- Try it -
Retype each line of the listing below, from the first through the one holding "-5,9 +5,10 @@", with no other lines.

══ Dataset ══

PR #5256, opened 2020-12-14
fix(Wizard): set a custom width to the wizard modal

### LINKED ISSUE #5254: Width prop is not used in the Wizard component
Width prop is not used in the Wizard component. Should probably be used like height:
https://github.com/patternfly/patternfly-react/blob/13dea26dc2ea6bcb6f873c145ec16fed909e6092/packages/react-core/src/components/Wizard/Wizard.tsx#L437

boaz0:
**What**: Closes #5254 

//cc @MariaAga

### DIFF
--- a/packages/react-core/src/components/Wizard/Wizard.tsx
+++ b/packages/react-core/src/components/Wizard/Wizard.tsx
@@ -429,12 +429,17 @@ export class Wizard extends React.Component<WizardProps, WizardState> {
       activeStep
     };
 
+    const divStyles = {
+      ...(height ? { height } : {}),
+      ...(width ? { width } : {})
+    };
+
     const wizard = (
       <WizardContextProvider value={context}>
         <div
           {...rest}
           className={css(styles.wizard, activeStep && activeStep.isFinishedStep && 'pf-m-finished', className)}
-          {...(height && { style: { height } })}
+          style={Object.keys(divStyles).length ? divStyles : undefined}
         >
           {title && (
             <WizardHeader
--- a/packages/react-core/src/components/Wizard/Wizard.tsx
+++ b/packages/react-core/src/components/Wizard/Wizard.tsx
@@ -479,6 +479,7 @@ export class Wizard extends React.Component<WizardProps, WizardState> {
     if (isOpen !== undefined) {
       return (
         <Modal
+          width={width !== null ? width : undefined}
           isOpen={isOpen}
           variant={ModalVariant.large}
           aria-labelledby={this.titleId}
--- a/packages/react-integration/cypress/integration/wizard.spec.ts
+++ b/packages/react-integration/cypress/integration/wizard.spec.ts
@@ -5,9 +5,10 @@ describe('Wizard Demo Test', () => {
     cy.url().should('eq', 'http://localhost:3000/wizard-demo-nav-link');
   });
 
-  it('Verify wizard in modal launches in a dialog', () => {
+  it('Verify wizard in modal launches in a dialog and has a custom width', () => {
     cy.get('#launchWiz').click();
     cy.get('#modalWizId.pf-c-wizard').should('exist');
+    cy.get('.pf-c-modal-box').should('have.attr', 'style', 'width: 710px;');
     cy.focused().click();
   });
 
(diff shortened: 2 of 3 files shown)


MariaAga:
@boaz0 Thanks for the quick fix! It looks like this only changes the width of the wizard if it's in a modal. But a user still can't set custom width for the wizard like they can set the height.

boaz0:
Um, sorry I didn't realized that.

Can you elaborate more what is the use case? If you have mocks or screenshots that will be helpful too.

Thanks.

MariaAga:
I saw that there were a width prop that wasn't used so it was weird.
And about my use case, I'm not sure if the solution it max-width prop or width prop but my wizard looks a bit funny being so long :)
Screenshot from 2020-12-14 11-41-10
Screenshot from 2020-12-14 11-41-04

boaz0:
Uh huh. I see.
I don't think that is what `width` was supposed to do. 
Nonetheless, I will add this to the PR and let @tlabaj @jschuler & @redallen to review it as well.

Anyway, what I do to fix this is using the `flex` layout or set width to `360px` in the `Form`'s style.

Thanks.

packages/react-core/src/components/Wizard/Wizard.tsx
```diff
@@ -429,12 +429,17 @@ export class Wizard extends React.Component<WizardProps, WizardState> {
...
+      ...(width ? { width } : {})
+    };
+
     const wizard = (
       <WizardContextProvider value={context}>
         <div
           {...rest}
           className={css(styles.wizard, activeStep && activeStep.isFinishedStep && 'pf-m-finished', className)}
-          {...(height && { style: { height } })}
+          style={Object.keys(divStyles).length ? divStyles : undefined}
```
mcoker, line 442: We have CSS vars you can use here or via `setProperty()` to control the width and max-width. That's usually preferred as we may use that variable to help calculate some other property value that references the modal's width.

`--pf-c-modal-box--Width` - sets the width
`--pf-c-modal-box--MaxWidth` - sets the max-width

Helpful if you want the modal to be say, 50%, but not exceed 800px (`--pf-c-modal-box--Width: 50%; --pf-c-modal-box--MaxWidth: 800px;`)

boaz0: does it apply on the wizard when it's not displayed inside a modal?

mcoker: Oh sorry @boaz0, I read this wrong, I thought the width applied to the modal. My suggestion would not change anything with the wizard at all - it only change the modal. When the wizard is used in a modal, it is set to fill the full width and height of the modal. So by updating the modal's dimensions, the wizards dimensions automatically change to match the modal's.

If this feature is only to change the width of the wizard when in a modal, personally I think we should change the width of the modal. And instead of using the var I suggested, I just looked up the modal docs and `<Modal>` supports a `width` prop.

But if we also want the ability for someone to pass a width to the wizard when used outside of a modal, the approach in the PR makes sense. Another approach we could take for that, assuming the wizard is used in a page section, is to allow a custom `max-width` on page sections, and allow the user to set the max width on the page section the wizard is in.

redallen (commented):
> ...if we also want the ability for someone to pass a width to the wizard when used outside of a modal, the approach in the PR makes sense.

@MariaAga Is this what you are asking for?

MariaAga:
@redallen Yes as I saw that in the Wizard documentation here: https://www.patternfly.org/v4/components/wizard#props
```
width | number | string | No | null | Custom width of the wizard
```
But as mcoker said I can use `--pf-c-modal-box--Width` for that (or max-width).

redallen (approved):
Ah I see the issue -- we left behind an unused `width` prop that used to be for the modal but should now be for the Wizard itself.

This change LGTM although I'd like to deprecate the `width` and `height` props in favor of passing `style={{ width: '', height: '' }}`.

nicolethoen (approved):

mcoker (approved):
LGTM, thanks @boaz0!

tlabaj (approved):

═══

- Exercise result -
PR #5256, opened 2020-12-14
fix(Wizard): set a custom width to the wizard modal

### LINKED ISSUE #5254: Width prop is not used in the Wizard component
Width prop is not used in the Wizard component. Should probably be used like height:
https://github.com/patternfly/patternfly-react/blob/13dea26dc2ea6bcb6f873c145ec16fed909e6092/packages/react-core/src/components/Wizard/Wizard.tsx#L437

boaz0:
**What**: Closes #5254 

//cc @MariaAga

### DIFF
--- a/packages/react-core/src/components/Wizard/Wizard.tsx
+++ b/packages/react-core/src/components/Wizard/Wizard.tsx
@@ -429,12 +429,17 @@ export class Wizard extends React.Component<WizardProps, WizardState> {
       activeStep
     };
 
+    const divStyles = {
+      ...(height ? { height } : {}),
+      ...(width ? { width } : {})
+    };
+
     const wizard = (
       <WizardContextProvider value={context}>
         <div
           {...rest}
           className={css(styles.wizard, activeStep && activeStep.isFinishedStep && 'pf-m-finished', className)}
-          {...(height && { style: { height } })}
+          style={Object.keys(divStyles).length ? divStyles : undefined}
         >
           {title && (
             <WizardHeader
--- a/packages/react-core/src/components/Wizard/Wizard.tsx
+++ b/packages/react-core/src/components/Wizard/Wizard.tsx
@@ -479,6 +479,7 @@ export class Wizard extends React.Component<WizardProps, WizardState> {
     if (isOpen !== undefined) {
       return (
         <Modal
+          width={width !== null ? width : undefined}
           isOpen={isOpen}
           variant={ModalVariant.large}
           aria-labelledby={this.titleId}
--- a/packages/react-integration/cypress/integration/wizard.spec.ts
+++ b/packages/react-integration/cypress/integration/wizard.spec.ts
@@ -5,9 +5,10 @@ describe('Wizard Demo Test', () => {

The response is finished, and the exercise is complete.